For more than four centuries the Borderlands were seen as the scrag end of their respective countries, the frayed edges of monarchy. English borderers and Scottish borderers at least had that much in common. The Border was a remote battleground where national ambitions could be fought over. Northumberland, Cumberland and Westmorland were excluded from the Domesday Book. They were regarded as a military buffer zone. They became a bearpit. (page 51)

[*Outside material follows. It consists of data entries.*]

PR #236, opened 2020-12-03
Automatically fallback to older versions of std::filesystem

wravery:
This is addressing the discussion in #216. Along with the build and code changes I created a GitHub Actions CI/PR workflow to test it on Ubuntu 16.04 and 18.04, with gcc 7 and 8 on each of them. The 2 versions of Ubuntu work more or less the same way, but the gcc 7 jobs fall back to `std::experimental::filesystem`. The gcc 8 jobs detect that they need to link with `-lstdc++fs`, but they still use `std::filesystem`.

We might be able to add another job to do an Android build and test out the Boost.Filesystem fallback, which would also fix the original problem with #216.


Bjoe:
> We might be able to add another job to do an Android build and test out the Boost.Filesystem fallback, which would also fix the original problem with #216.

Yes it is possible. If your branch is merged I can add in the "docker" container (I switched to docker because it is easier to maintain. See PR #233) a boost filesystem lib for android.

d-frey:
Awesome, thank you very much @wravery and @Bjoe! I like the approach you took for more filesystem compatibility and I will try and convert more jobs to GitHub Actions, this is a great start! And I am looking forward to getting the PR for Android in as well, things are progressing quite nicely! 😀 

One question: Does using Ubuntu 16.04 provide any benefit or additional testing? Or could we just drop it to speed things up? I've also seen in other repositories that they were using ubuntu-latest - just to be clear: I want to have CI tests for the different compiler versions, I don't care too much about the distro used. I used older Ubuntu versions on TravisCI just because the old compiler versions weren't available on newer Ubuntu.

wravery:
@d-frey I don't think using Ubuntu 16.04 in addition to 18.04 actually provides any value right now. Similarly, installing Boost.Filesystem doesn't help right now since neither version of gcc needs to fallback that far (and I'm not sure if earlier versions even implement enough of the rest of C++17 to make it worthwhile). But I left both of those in to figure out a pattern for how we could matrix the OS/toolchain and how we could pull in (and cache) Boost.Filesystem for another toolchain like Android. Since the matrix jobs run in parallel, it doesn't increase the build time much, whichever one takes the longest determines the total time (looks like 6 or 7 minutes on average).

So we could certainly simplify this workflow if all it does is test the std::filesystem fallbacks. But it could also be a starting point for a general purpose Actions CI workflow, targeting more platforms/toolchains. In that case I think it would be worth it to have the coverage on a range of platform versions and toolchains, matrixed like this, and with a mechanism to add Boost.Filesystem on platforms that need it.

d-frey:
I agree that we should leave in the tests for boost::filesystem, if only because some users simply might *want* to use Boost.Filesystem instead. We can still remove older Ubuntu-builds later if we want to.

For the general matrix style: I'm already playing with it, have a look at the other GitHub Actions YML I committed. It's still work-in-progress, but it already works great on a variety of systems/compilers/...

There are a few things I don't yet understand:

* Clang 10 & 11 seem to fall back to std::experimental::filesystem. Is this because the image for them contains an older version of libstdc++?
* With Windows, it seems that I can only use the newest Visual Studio and only with ClangCL.

Any hints on these issues would be appreciated. 😄

wravery:
> Clang 10 & 11 seem to fall back to std::experimental::filesystem. Is this because the image for them contains an older version of libstdc++?

Maybe there's another library it should try linking with in the `OPTIONAL_LIBS` parameter to `check_filesystem_impl`? I'm using Clang 10 on my own Ubuntu 20.04 install, and it doesn't do this, it builds with `std::filesystem` and no other libraries. That's one of the reasons I started with the CI workflow, so I could trigger builds on the older platforms and confirm the fallbacks were working.

> With Windows, it seems that I can only use the newest Visual Studio and only with ClangCL.

It looks like VS 2017 is installed on `windows-2016`, it's not listed in the [supported runners](https://docs.github.com/en/free-pro-team@latest/actions/reference/specifications-for-github-hosted-runners#supported-runners-and-hardware-resources) table, but there's a link to it in the [https://docs.github.com/en/free-pro-team@latest/actions/reference/specifications-for-github-hosted-runners#supported-software](supported software) section below that. I'm guessing at the runner's image name based on the version and the alias `windows-2019` that `windows-latest` has.

I don't see any runs where it didn't specify `-T ClangCL` was that in the matrix at some point?

d-frey:
On Ubuntu 20.04 the GCC version is newer, hence the newer libstdc++. Ubuntu 18.04's standard GCC is v7, so that makes sense. That problem will probably go away once 20.04 becomes the standard (which will probably break some older builds?)

For Windows builds you are right, I've made some changes. Let's see how that goes.

Do you know how to properly convince CMake to run sanitizers, clang-analyze, etc.? Or should I try to create jobs that use just make as I did before with TravisCI?

d-frey:
Nice, the Windows build is looking much better now. I just replaced AppVeyor with the new GitHub Actions completely and I cleaned up the TravisCI jobs. There are still many of those "special" jobs left, let's see if we can manage to replace all Travis jobs with GitHub Actions, but so far the experience with GitHub Actions is just awesome :)

Maybe you have more experience: What is best practice with GitHub Actions? One big YML or multiple smaller ones? Also, I feel like I created a bit of copy-paste mess especially in the steps:-section. Again, any help with this (or converting the remaining TravisCI jobs) is appreciated!

wravery:
> On Ubuntu 20.04 the GCC version is newer, hence the newer libstdc++. Ubuntu 18.04's standard GCC is v7, so that makes sense. That problem will probably go away once 20.04 becomes the standard (which will probably break some older builds?)

Ah, that makes sense. It's kind of cool that the build healed itself when there was an incompatibility I didn't even predict. :)

> Maybe you have more experience: What is best practice with GitHub Actions? One big YML or multiple smaller ones?

I actually started looking at GitHub Actions for the first time about 24 hours ago, so yeah, I agree it's really quick to pick up and the experience so far is great. :+1: I've mostly been using Azure DevOps, and that works pretty well when the code is in an ADO repo, but this is much smoother for GitHub projects. I'm going to switch all of my GitHub pipelines over to Actions as well.

IMO, best practice would be to have smaller workflows without duplication, but as much as possible they should be de-duplicated with `matrix` strategies. So if the `matrix` becomes unmaintainable, or if there's a lot of special purpose logic for a given target (e.g. using apt-get for Ubuntu), then probably better to split them. If the body of each `job` is the same except for some replaceable tokens (which seems to be the case right now) then it's better to de-duplicate them.

I think some of the `steps` could be de-duplicated some more using a matrix of OS, generator/compiler, and build type/config. The trick would be creative use of `exclude:` and `include:` properties to minimize the cross products where they don't apply. For instance, Windows doesn't build with gcc, and Linux doesn't build with MSVC. So maybe instead of putting either of those compilers in the shared matrix, include those compilers on those legs of the matrix: [including additional values](https://docs.github.com/en/free-pro-team@latest/actions/reference/workflow-syntax-for-github-actions#example-including-additional-values-into-combinations).

For per-platform setup steps, like setting up Xcode, you could use the [steps.if](https://docs.github.com/en/free-pro-team@latest/actions/reference/workflow-syntax-for-github-actions#jobsjob_idstepsif) property to only run it on a matching `matrix.os`. The one that I don't see any way to put in a `steps.if` condition is `container`. I don't know if you can use `matrix.include` to only add the `container` to `ubuntu-latest` runners, but that might be a way to handle it. You could also reduce the coverage to the set of compilers that come preinstalled on `ubuntu-latest` running directly on the job runner, and split the `container` version into a separate workflow for additional coverage.

d-frey:
I've added GCC 7 and GCC 8 to the Main CI jobs, the fallbacks are working fine. Since std-filesystem-fallbacks.yml is currently testing the same: Would it make sense if you convert it into a test for the Boost.Filesystem fallbacks? Those are currently untestet and you already install Boost.Filesystem there.

d-frey:
There is one more issue that I don't understand: Some jobs sometimes fail, e.g. https://github.com/taocpp/PEGTL/runs/1499774885?check_suite_focus=true - the compiler itself aborts with strange problems like "double free or corruption" or "aborted by signal". Do you (or anyone else) have any idea what is going on there?

wravery:
That's very odd, it looks like a compiler bug to me, but maybe since it's intermittent it's related to memory pressure? When I tried adding the `-j` flag to `CMake` to parallelize the builds I noticed I got a few failures which indicated that it had exhausted virtual memory, so I rolled that back. Maybe it needs a [strategy.max-parallel](https://docs.github.com/en/free-pro-team@latest/actions/reference/workflow-syntax-for-github-actions#jobsjob_idstrategymax-parallel) cap to run fewer jobs at once, although that'll slow down the overall turnaround time. It sounds like GitHub already optimizes for the number of available VMs.

wravery:
There are also [timeout-minute](https://docs.github.com/en/free-pro-team@latest/actions/reference/workflow-syntax-for-github-actions#jobsjob_idtimeout-minutes) options on both the individual `steps` and the `job` itself. It mentions that the `job` defaults to a 6 minute timeout, but the total runtime for that failure you linked was less than 4 minutes, so that seems unlikely.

The Reivers were romanticised by Sir Walter Scott,  who gave them ‘the spit-and -polish treatment’ and a ‘romantic bearing and heroic stature.’ Robson also sheds light on the derivation of words, such as ‘reiver’: a ‘reef” in Old English meant a line, a Shire Reeve was a man who protected boundaries, thus the reiver raided across the Border Line. ‘Blackmail’ has two possible derivations – greenmail was agricultural rent and blackmail was money taken at night, or protection money. Alternatively it could be that it came from the fact that the reivers blacked their armour to ride as shadows in the moonlight (page 49).  I prefer the alternative derivation.

Then I moved north of the Border Line into Scotland with my reading and finished Ian Rankin’s book The Falls, a book I first read a couple of years ago. I wrote about it at the time and I haven’t much to add to that post. The Falls combines so much of what I like to read – a puzzling mystery, convincing characters, well described locations, historical connections and a strong plot full of tension and pace. Rebus has morphed in my mind into a combination of the actors who’ve played him – John Hannah and Ken Stott – and his creator Ian Rankin. But there is no doubt that the books are far superior to the TV productions. The next Rebus book I’ll be reading is Resurrection Men.